What is the volume of a cone with a diameter of 20 cm and a height of 15 cm? (1 point) 2,355 cubic centimeters 6,280 cubic centimeters 314 cubic centimeters 1,570 cubic centimeters
The volume of a cone is given by the formula:
\[ \text{Volume} = \frac{1}{3} \pi r^2 h \]
where \( r \) is the radius of the base of the cone and \( h \) is the height of the cone.
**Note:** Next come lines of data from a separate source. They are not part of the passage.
PR #91, opened 2017-10-03
fix camera rune dof blur using the same method as zl focus

NAVras-Z:
btw dof turning dark is because a certain 320x180 format not scaled, which isn't fixed in this (or other) shader, as i hardly understand it...

### DIFF
--- a/Enthusiast/BreathOfTheWild_2880p/c92c1c4c0a2fb839_0000000000001e49_ps.txt
+++ b/Enthusiast/BreathOfTheWild_2880p/c92c1c4c0a2fb839_0000000000001e49_ps.txt
@@ -133,7 +133,7 @@ if( activeMaskStackC[2] == true ) {
 vec2 R9f = vec2((passParameterSem2.x + passParameterSem2.z) , (passParameterSem2.y + passParameterSem2.w)); //center point
 ivec2 ires = textureSize(textureUnitPS1,0);
 vec2 res = vec2( float(ires.x), float(ires.y) );
-int r = int(floor(2.0 / uf_fragCoordScale.y + 0.5));
+int r = int(floor(1.0 / uf_fragCoordScale.y + 0.5));
 vec3 R10f = vec3(0.0);
 float count = 0.0;
 for( int x=-r; x<=r; x++ ) {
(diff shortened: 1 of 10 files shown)


NAVras-Z:
wait... sth's broken, need to fix it first

Crementif:
Good job fixing it dude! Looks great. Also, I think that Cemu 1.10.0 might fix the blur layer resize, like it did for Mario Kart 8's blur fix. Probably unrelevant tho. 👍

NAVras-Z:
thx, i fixed the tint but not brightness, cb0 is edited in my last pull request, probably hardcoded somewhere else (or this one as when i made it pass untouched texture and i got full bright)
later i found it expects itself to be exactly q-res, the format is 320x180 0x186, same as bloom sadly.
when i upscale it:
image

slashiee:
Yeah, we just need someone to figure out how to fix the bloom

NAVras-Z:
https://cdn.discordapp.com/attachments/292733452590120961/365058448611737611/image.png
https://cdn.discordapp.com/attachments/292733452590120961/365058940582625290/image.png
bloom uses mips, and texture redefine doesn't take care of mips (so size mismatched), need to scale them all (or the one that is used in this case)

alexkiri:
I think the shader can be adjusted to always use the level0 mip, if the rest of the mips have invalid data. This will have some side effects, but it's better than nothing.

NAVras-Z:
welp my english sucks xD
i mean it's fixed by scaling mipmaps it uses.

alexkiri:
I think that mipmaps are supposed to be generated automatically when uploading the texture. At least that is how I remember it was done in OpenGL, but you had to specify that it should generate mipmaps. The fact that the rescaled texture does not have mipmaps, could be a bug in Cemu.

NAVras-Z:
it does have, just size mismatched so become "undefined data", probably another thing on devs' to-do list.
anyway, missing heatwave texture when scaling half-res to full-res shares the same root cause as bloom.
normal
wave
broken, 2nd mip have the same as the 1st(0)
heat

i made some observation, when broken the heatwave is actually working, just the main texture passed to it is black so it turns into what we saw, those weird pattern on image is the 32x32 heatwave texture itself.
also getdls mentioned it turns normal after a few seconds, i had the same when i broke dof, i guess it's actually a fail safe of the game.

NAVras-Z:
oh well i guessed wrong, thx joel for pointing out
the game wants 320x180, not 1st mipmap, i get bloom on 1440 because 160x90 is scaled to it.

slashiee:
Is this good to merge?

NAVras-Z:
i think so?
pull request itself doesn't include any bloom related thing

Given that the diameter of the cone is 20 cm, the radius \( r \) is half of that, so:
\[ r = \frac{20}{2} = 10 \text{ cm} \]
And given the height \( h \) is 15 cm, we can now plug the values into the volume formula:
\[ \text{Volume} = \frac{1}{3} \pi (10)^2 (15) \]
\[ \text{Volume} = \frac{1}{3} \pi (100) (15) \]
\[ \text{Volume} = \frac{1}{3} (1500 \pi) \]
\[ \text{Volume} = 500 \pi \]
Now, using the approximation \( \pi ≈ 3.14159 \), we calculate:
\[ \text{Volume} ≈ 500 \times 3.14159 \]
\[ \text{Volume} ≈ 1570.795 \text{ cubic centimeters} \]
Rounded to the nearest whole number, the volume of the cone is approximately 1,571 cubic centimeters. Therefore, the closest answer from the given options is:
1,570 cubic centimeters.